Jurisdiction of this appeal was accepted for the reason that the operative effect of the controlling legislative enactments, although of long standing, has never received *8more than the cursory attention of this court. See State, ex rel. Nixon, v. M err ell, 126 Ohio St. 239; 127 Ohio St. 72.
Portions of the statutes (in effect prior to amendments effective September 30, 1963) pertinent to the issues here involved and to their resolution read as follows:
“Section 1311.26. Any subcontractor . . . who has performed labor or furnished material, . . . who is performing labor or furnishing material, ... or is about to perform labor or furnish material, . . . for the construction . . . of . . . [a] public building provided for in a contract between ... [a] public authority and a principal contractor, and under a contract between such subcontractor . . . and a principal contractor ... at the time of beginning to perform such labor ... or at any time, not to exceed four months from the performance of the labor or the delivery of the . . . material, may file with the [public authority] ... a sworn and itemized statement of the amount and value of such labor performed, and to be performed, [and] material , . . furnished . . . .”
‘ ‘ Section 1311.28. Upon receiving the notice required by Section 1311.26 of the Revised Code, such . . . public authority . . . shall detain in . . . [its] hands all subsequent payments from the principal [contractor] ... to secure such ... [claim].”

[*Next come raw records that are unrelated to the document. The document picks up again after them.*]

PR #479, opened 2026-02-05
back to iroh 0.35

zormit:
It seems [iroh canary](https://www.iroh.computer/blog/iroh-0-90-the-canary-series) is too much bleeding edge for us, even though we're only a small project. Unless we have clear reasons to upgrade, we'll stay with 0.35 and wait for the stable release.

See also [Zulip: #daemon > iroh canary series implications](https://teamtype.zulipchat.com/#narrow/channel/562985-daemon/topic/iroh.20canary.20series.20implications/with/572146869)

### DIFF
--- a/daemon/Cargo.lock
+++ b/daemon/Cargo.lock
@@ -410,7 +410,7 @@ dependencies = [
  "rand 0.9.2",
  "rustc-hash",
  "serde",
- "sha2 0.11.0-rc.4",
+ "sha2 0.11.0-rc.5",
  "smol_str",
  "thiserror 2.0.18",
  "tinyvec",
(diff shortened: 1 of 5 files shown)


zormit:
FWIW, at least we'll stay with MSRV 1.89 (:

```
Compatibility Check #3: Rust 1.88.0
  [FAIL]   Is incompatible

╭────────────────────────────────────────────────────────────────────────╮
│ error: rustc 1.88.0 is not supported by the following packages:        │
│   automerge@0.7.3 requires rustc 1.89.0                                │
│   smol_str@0.3.5 requires rustc 1.89                                   │
│ Either upgrade rustc or select compatible dependency versions with     │
│ `cargo update <name>@<current-ver> --precise <compatible-ver>`         │
│ where `<compatible-ver>` is the latest version supporting rustc 1.88.0 │
╰────────────────────────────────────────────────────────────────────────╯
```

PR #484, opened 2026-02-12
Refactoring JSON-RPC Forwarder in order to prepare for multiplatform

zormit:
This is a partial extract from #467, to break it down into smaller chunks.

The idea is to refactor the existing code in order to make room for Windows support later - an example how that could look like can be seen in #260.

### DIFF
--- a/daemon/src/jsonrpc_forwarder.rs
+++ b/daemon/src/jsonrpc_forwarder.rs
@@ -32,32 +32,10 @@ pub trait JSONRPCForwarder<
     W: AsyncWrite + Unpin + Send + 'static,
 >
 {
-    async fn connection(&self, directory: &Path) -> anyhow::Result<()>;
     async fn connect_stream(
         &self,
         directory: &Path,
     ) -> anyhow::Result<(FramedRead<R, LinesCodec>, FramedWrite<W, LinesCodec>)>;
-}
-
-pub struct UnixJSONRPCForwarder {}
-
-#[async_trait(?Send)]
-impl JSONRPCForwarder<OwnedReadHalf, OwnedWriteHalf> for UnixJSONRPCForwarder {
-    async fn connect_stream(
-        &self,
-        directory: &Path,
-    ) -> anyhow::Result<(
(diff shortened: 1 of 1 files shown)


daemon/src/jsonrpc_forwarder.rs
```diff
@@ -13,40 +13,75 @@
...
-                .await
-                .expect("Failed to write to stdout");
+// TODO: Put these defaults to a module accessible by config.rs as well.
+pub const DEFAULT_SOCKET_NAME: &str = "socket";
+pub const CONFIG_DIR: &str = ".teamtype";
+
+#[async_trait(?Send)]
+pub trait JSONRPCForwarder<
+    R: AsyncRead + Unpin + Send + 'static,
+    W: AsyncWrite + Unpin + Send + 'static,
```
zormit, line 32: @d0mmi and I were thinking whether these Generics maybe could be also be "summarized" into some `JSONRPCWriter` and `JSONRPCReader` trait / newtype.

daemon/src/jsonrpc_forwarder.rs
```diff
@@ -13,40 +13,75 @@
...
+>
+{
+    async fn connect_stream(
+        &self,
+        directory: &Path,
+    ) -> anyhow::Result<(FramedRead<R, LinesCodec>, FramedWrite<W, LinesCodec>)>;
```
blinry, line 38: No matter of the implementation, we'll always want to frame the bytes using `LinesCodec`. So I think that this should not be part of the trait, to make the implementation simpler and requiring less code duplication.

Could we return a `Result<impl AsyncRead, impl AsyncRead>` here?

(Maybe this also would need `Unpin` and `Send`? I'm not sure.)

daemon/src/jsonrpc_forwarder.rs
```diff
@@ -13,40 +13,75 @@
...
+
+    async fn connection(&self, base_dir: &Path) -> anyhow::Result<()> {
```
blinry, line 40: The code in this function will be the same for all implementations, I think. So we could pull this out of the trait, and put it a function instead.

PR #490, opened 2026-02-19
Small preparations towards Windows support

zormit:
This basically reverts 1aa6439, which introduced the Unix-specific
SIGTERM. In our observation this didn't even work (tested with `kill -9`).

Removing SIGTERM support enables compiling this code on Windows.

### DIFF
--- a/daemon/src/main.rs
+++ b/daemon/src/main.rs
@@ -287,14 +287,6 @@ fn get_current_directory() -> Result<PathBuf> {
 }
 
 async fn wait_for_shutdown() {
-    let mut signal_terminate = signal::unix::signal(signal::unix::SignalKind::terminate())
-        .expect("Should have been able to create terminate signal stream");
-    tokio::select! {
-        _ = signal::ctrl_c() => {
-            debug!("Got SIGINT (Ctrl+C), shutting down");
-        }
-        _ = signal_terminate.recv() => {
-            debug!("Got SIGTERM, shutting down");
-        }
-    }
+    signal::ctrl_c().await.expect("failed to listen for event");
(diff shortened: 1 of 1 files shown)


alerque:
There are several things wrong here. First of all `kill -9` will not send a `SIGTERM`, it will send `SIGKILL`. Hence it is unsurprising that didn't work. Typically you'd use a normal `kill <process>` to send a `SIGTERM` which allows processes to easily trap it and possibly shut down gracefully. Only if that fails and something egregiously bad is going on (e.g. the process is not listening to signals) would you send a `SIGKILL` (by adding the `-9` or whatever) and home the process handler forcefully kills it off for you.

Additionally, NONE of this code would ever work because it's all in the wrong place. You're spawning and running a main loop (daemon or client) then later after that has completed starting a new loop to listen for possible interruptions. That layout won't work, you need to get both loops running at once so that either one can terminate first, then use that info to terminate the others.

This means the CTRL-C processing code here is not actually working either. You can prove this because the `debug!` logging output is never reached, the CTRL-C just gets caught by the tokio process and the main loop gets killed off, then you start listening for shutdown signals after the process has already ended, so that silently terminates too.

Lastly the Posix specific dependency stuff should be gated behind a platform flag. Removing it doesn't seem like the right option here. I'd vote for fixing it, then to enable Windows add the requisite platform specific handling or just skip it and at least hide the Unix specific bits behind a compile time flag.

I'll submit a fix for the main loop issue to at least get the existing code working. I abandoning this PR direction.

zormit:
😅 oops, sounds good, looking forward for your fix. Let me know if I can support / if you want to pair on it.

zormit:
Closing in favor of #533

PR #850, opened 2020-11-22
add `secp256k1_ec_pubkey_cmp` method

apoelstra:


real-or-random:
Concept ACK

I would be easier to simply have a `compare` function which returns <0, ==0, or >0. Not sure which API is better. Did you think about this possibility?

 Implementation is then just a call to `memcmp`.

apoelstra:
I did think about this possibility, and if `secp256k1_memcmp_var` exposed this API then I probably would've just done a thin wrapper around that. But given that I had to do some extra work anyway, I felt that this API was more consistent than the libc one.

apoelstra:
I don't feel strongly about it, I'm happy to implement the memcmp API if that's what people want.

real-or-random:
> if `secp256k1_memcmp_var` exposed this API

Oh it does.

elichai:
I also think that exposing a memcmp-like single API is somewhat nicer (but this is also ok)

apoelstra:
Oh, neat, I misread the memcmp_var code. Ok, I'll just expose a single function then.

apoelstra:
Replaced with a single _cmp method.

jonasnick:
@apoelstra may I ask what you intend to use this for?

apoelstra:
@jonasnick it's needed for the `sortedmulti` descriptor and to use publickeys as keys in ordered sets (e.g. for PSBTs which should round-trip deterministically)

sipa:
@apoelstra The `sortedmulti` descriptor sorts lexicographically by the pubkey serialization, which means that uncompressed keys will sort after compressed ones.

apoelstra:
sigh, ok, I guess we cannot support comparisons in this library

real-or-random:
> sigh, ok, I guess we cannot support comparisons in this library

I'm not sure that `sortedmulti` stops us from exporting a comparison function that is compatible with compressed keys. This can be helpful for new applications which won't use the uncompressed serialization anyway, e.g., sorting keys in multisig. Moreover, orderings are in general helpful for some data structures, e.g., if you want to binary searches in a large set of keys.

A sad thing is that this ordering won't be compatible with the lexicographical ordering on x-only keys...

apoelstra:
Ironically, sorting by uncompressed encoding *would* be compatible with x-only keys.

elichai:
actually, what about adding these to xonly_pubkey too?

apoelstra:
sure

real-or-random:
A week ago I argued that this is helpful but I'm not so sure anymore.

If these functions are just serializing and memcmp'ing, they're not essential, so we could leave this to the user.

Pro: The user has to make a deliberate choice on an ordering, which may be good a thing here as things are complicated.
Con: We may end up with many different orderings in the wild.

apoelstra:
As a user I find it extremely irritating to need to serialize in order to compare keys for equality, so I think we should expose that....and then it's only epsilon more work to expose a total order.

real-or-random:
> As a user I find it extremely irritating to need to serialize in order to compare keys for equality, so I think we should expose that....

Agreed, equality is a no-brainer.

> and then it's only epsilon more work to expose a total order.

Indeed. I think in common cases when you want an order, you need it because you're going to serialize anyway, so the user probably won't be extremely irritated in that case. 


@sipa @jonasnick @elichai  What do you think? Should we expose a total order? (And if yes, which one? :P)

sipa:
@apoelstra Would it be useful to just have an equality test function? That avoids the rathole of trying to predict what ordering the user needs.

apoelstra:
Is there any actual opposition to merging this? Or just uncertainty about what ordering hypothetical users might want?

We could definitely use the xonly stuff (which is unambiguous) downstream now for MuSig so it would be cool to merge this.

apoelstra:
If it would be easier, I can remove the legacy stuff and only add the xonly comparison?

sipa:
utACK 48ac53b38068eb96474b785aaed4dbf1dc3dc586

This ordering is sufficiently natural that we can just merge it, I think.

src/modules/extrakeys/main_impl.h
```diff
@@ -55,6 +55,19 @@ int secp256k1_xonly_pubkey_serialize(const secp256k1_context* ctx, unsigned char
     return 1;
 }
 
+int secp256k1_xonly_pubkey_cmp(const secp256k1_context* ctx, const secp256k1_xonly_pubkey* pk1, const secp256k1_xonly_pubkey* pk2) {
+    unsigned char out1[32];
+    unsigned char out2[32];
+
+    VERIFY_CHECK(ctx != NULL);
+    ARG_CHECK(pk1 != NULL);
+    ARG_CHECK(pk2 != NULL);
```
roconnor-blockstream, line 64: `ARG_CHECK` returns 0 for failure here, which isn't an appropriate return condition for a `cmp` function.  You can use `ARG_CHECK_NO_RETURN`, but you won't have a post-condition that the pointer is non-NULL, and you will still need to handle that case.  This can be done by zeroing the `out1` and `out2` buffers and only calling `secp256k1_xonly_pubkey_serialize` when `pk` is non NULL.

src/modules/extrakeys/main_impl.h
```diff
@@ -55,6 +55,19 @@ int secp256k1_xonly_pubkey_serialize(const secp256k1_context* ctx, unsigned char
...
+
+    CHECK(secp256k1_xonly_pubkey_serialize(ctx, out1, pk1));
```
roconnor-blockstream, line 66: Not sure why these are `CHECK` instead of `VERIFY_CHECK`.

jonasnick: `CHECK` and `VERIFY_CHECK` are both not right here because they abort if the check fails, making it impossible to test the function with illegal keys. I'd suggest to remove the `CHECK` and instead make sure that `out1` is all 0 if `pubkey_serialize` fails.

jonasnick:
@apoelstra I wrote a [fixup](https://github.com/jonasnick/secp256k1/commits/2020-11--pubkey-comparisons-jn) for this PR that makes the cmp functions define a consistent order even when dealing with NULL or illegal pubkeys by treating them as 0. It's used in [libsecp-zkp's musig aggregation PR](https://github.com/ElementsProject/secp256k1-zkp/pull/120/files#diff-5050fb6fb7b5cd270643e0ef126cc8b960fbdf10271257b525d00926a14620baR286) to add a sorting function for public keys.

real-or-random:
Oh CI fails again because this PR is too old and we switched to Cirrus CI. 

@apoelstra Can you quickly rebase this? This should solve it.

include/secp256k1.h
```diff
@@ -370,6 +371,21 @@ SECP256K1_API int secp256k1_ec_pubkey_serialize(
     unsigned int flags
 ) SECP256K1_ARG_NONNULL(1) SECP256K1_ARG_NONNULL(2) SECP256K1_ARG_NONNULL(3) SECP256K1_ARG_NONNULL(4);
 
+/** Compare two public keys using lexicographic (of compressed serialization) sort
```
jonasnick, line 374: nit: s/sort/order ? Same for xonly_pubkeys.

jonasnick (commented):
ACK mod nit

ramsemune:
C6S4P9U7

src/secp256k1.c
```diff
@@ -316,6 +316,28 @@ int secp256k1_ec_pubkey_serialize(const secp256k1_context* ctx, unsigned char *o
...
+        ARG_CHECK_NO_RETURN(pk[i] != NULL);
+        if (pk[i] == NULL
+                || !secp256k1_ec_pubkey_serialize(ctx, out[i], &out_size, pk[i], SECP256K1_EC_COMPRESSED)) {
+            out_size = sizeof(out[i]);
+            memset(out[i], 0, sizeof(out[i]));
+        }
+        VERIFY_CHECK(out_size == sizeof(out[i]));
+    }
+    return secp256k1_memcmp_var(out[0], out[1], sizeof(out[0]));
+}
```
real-or-random, line 339: I think we should call the `illegal_callback` also if a pubkey is non-null but invalid. This will almost always crash the program, which is much cleaner than trying to include invalid keys in the order.

Independently of that question, I'm not sure if it's a good idea to continue reading user-provided values if we know that something is wrong in the code of the user, so we should return immediately when we see an invalid value (after the `illegal_callback`).

According to the description in the header, should the `illegal_callback` ever return (which is not recommended), then the return value of our function is undefined. So `ARG_CHECK` would be fine, even if it returns 0. If we still don't like the return value of 0 in that case, we could something like      

```suggestion
int secp256k1_ec_pubkey_cmp(const secp256k1_context* ctx, const secp256k1_pubkey* pubkey0, const secp256k1_pubkey* pubkey1) {
    unsigned char out[2][33];
    size_t out_size = sizeof(out[0]);
    const secp256k1_pubkey* pk[2];
    int i;

    VERIFY_CHECK(ctx != NULL);
    pk[0] = pubkey0; pk[1] = pubkey1;
    for (i = 0; i < 2; i++) {
        int valid_pk;
        /* A public key that is NULL or invalid is treated as being smaller than
           any valid or invalid public key */
        ARG_CHECK_NO_RETURN(pk[i] != NULL);
        if (pk == NULL) return (i == 1 ? -1 : 1);
         
        valid_pk = secp256k1_ec_pubkey_serialize(ctx, out[i], &out_size, pk[i], SECP256K1_EC_COMPRESSED);
        ARG_CHECK_NO_RETURN(valid_pubkey);
        if (!valid_pubkey) return (i == 1 ? -1 : 1);
        
        VERIFY_CHECK(out_size == sizeof(out[i]));
    }
    return secp256k1_memcmp_var(out[0], out[1], sizeof(out[0]));
}
```

This also has the advantage that we'll never fire the `illegal_callback` more than once. I don't think we promise that it will fire only once but so far we have adhered to that convention, which is helpful when writing tests.

include/secp256k1.h
```diff
@@ -370,6 +371,21 @@ SECP256K1_API int secp256k1_ec_pubkey_serialize(
...
+ *
+ *  Returns: <0 if the first public key is less than the second
+ *           >0 if the first public key is greater than the second
+ *           0 otherwise
+ *  Args: ctx:      a secp256k1 context object.
+ *  In:   pubkey1:  first public key to compare
+ *        pubkey2:  second public key to compare
```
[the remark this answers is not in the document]
jonasnick: This is implicit as per the discussion in https://github.com/bitcoin-core/secp256k1/pull/783#issuecomment-695082220

src/secp256k1.c
jonasnick: This is implicit as per the discussion in https://github.com/bitcoin-core/secp256k1/pull/783#issuecomment-695082220

> I think we should call the illegal_callback also if a pubkey is non-null but invalid.

`ec_pubkey_serialize` will do that through `pubkey_load`. Or are you suggesting to do that explicitly here?

> So ARG_CHECK would be fine, even if it returns 0

Yes, the lib doesn't promise a proper return value in that case but if you give an inconsistent comparator to a sorting algorithm, it may never terminate. The goal was therefore to give a consistent response even if the keys are invalid. As far as I can see, your suggested code change doesn't achieve that because for two invalid pubkeys A and B we have A < B and B < A.

include/secp256k1.h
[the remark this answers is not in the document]
real-or-random: Okay, yes. Strictly speaking, we first need to add the line `Unless explicitly stated all pointer arguments must not be NULL.` in the header file (as done in #783) because currently we promise that the `illegal_callback` is only called for violations explicitly mentioned in the header.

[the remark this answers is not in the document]
jonasnick: added that line in #926

jonasnick:
Tim and I noticed that the comparison functions can be simplified because pubkey_serialize already ARG_CHECKs pk != NULL. We can rely on that because we check it in the API tests. I pushed fixups that also add comments on the rationale and fix the nits mentioned in this thread. @apoelstra if you think that makes sense, feel free to cherry-pick and squash.
https://github.com/jonasnick/secp256k1/tree/2020-11--pubkey-comparisons-jn

include/secp256k1.h
```diff
@@ -370,6 +371,21 @@ SECP256K1_API int secp256k1_ec_pubkey_serialize(
     unsigned int flags
 ) SECP256K1_ARG_NONNULL(1) SECP256K1_ARG_NONNULL(2) SECP256K1_ARG_NONNULL(3) SECP256K1_ARG_NONNULL(4);
 
+/** Compare two public keys using lexicographic (of compressed serialization) sort
+ *
+ *  Returns: <0 if the first public key is less than the second
+ *           >0 if the first public key is greater than the second
+ *           0 otherwise
```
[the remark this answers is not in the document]
real-or-random: Resolved in https://github.com/jonasnick/secp256k1/tree/2020-11--pubkey-comparisons-jn?rgh-link-date=2021-04-29T15%3A08%3A40Z

src/secp256k1.c
real-or-random: Resolved in https://github.com/jonasnick/secp256k1/tree/2020-11--pubkey-comparisons-jn

real-or-random:
@jonasnick Your branch looks good to me, I suggest we merge that one.

apoelstra:
Squashed in jonas' commits.

jonasnick (commented):
ACK 6eceec6d566898a5c157630e47f95b260767026b

elichai:
Code review ACK 6eceec6d566898a5c157630e47f95b260767026b

real-or-random (approved):
ACK 6eceec6d566898a5c157630e47f95b260767026b

include/secp256k1_extrakeys.h
```diff
@@ -67,6 +67,21 @@ SECP256K1_API int secp256k1_xonly_pubkey_serialize(
     const secp256k1_xonly_pubkey* pubkey
 ) SECP256K1_ARG_NONNULL(1) SECP256K1_ARG_NONNULL(2) SECP256K1_ARG_NONNULL(3);
 
+/** Compare two x-only public keys using lexicographic order
+ *
+ *  Returns: <0 if the first public key is less than the second
+ *           >0 if the first public key is greater than the second
+ *           0 if the two public keys are equal
+ *  Args: ctx:      a secp256k1 context object.
```
roconnor-blockstream, line 75: non-null comments here too?

jonasnick: unnecessary if #926 gets merged (needs more ACKs :] )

“Section 1311.31. The [public authority], . . . upon the receipt of the statement referred to in Section . . . [1311.26] of the Revised Code, shall, or the lien claimant [subcontractor] ... in the name of such . . . [public authority] may, furnish the principal contractor . . . with a copy thereof, within five days after receiving it. If such principal [contractor] . . . fails within five days after such receipt by him, to notify, in writing, such . . . [public authority] of his intention to dispute such claim, he has assented to its correctness. Thereupon such subsequent payment shall be applied by such . . . [public authority] pro rata, upon such claim, and the amounts, when due, of such claim or estimates as have been meanwhile filed by other subcontractors, . . . and assented to or adjusted as provided for in Sections 1311.01 to 1311.68, inclusive, of the Revised Code 5 J
“Section 1311.32. If within five days after his assent to ... any claim, a head contractor . . . fails to pay to the subcon*9tractor . . . the amount thereof and costs incurred, the . . . [public authority] when due, shall pay the whole or a pro rata amount thereof, as provided in Sections 1311.30 and 1311.31 of the Revised Code, out of payments subsequently falling due. On ... [its] failure to do so, within ten days thereafter, the subcontractor . ! . when due, may recover against the . . . [public authority] in an action for money had and received, the whole or a pro rata amount of his claim or estimate, not exceeding in any case the balance due to the principal contractor.” (Emphasis supplied.)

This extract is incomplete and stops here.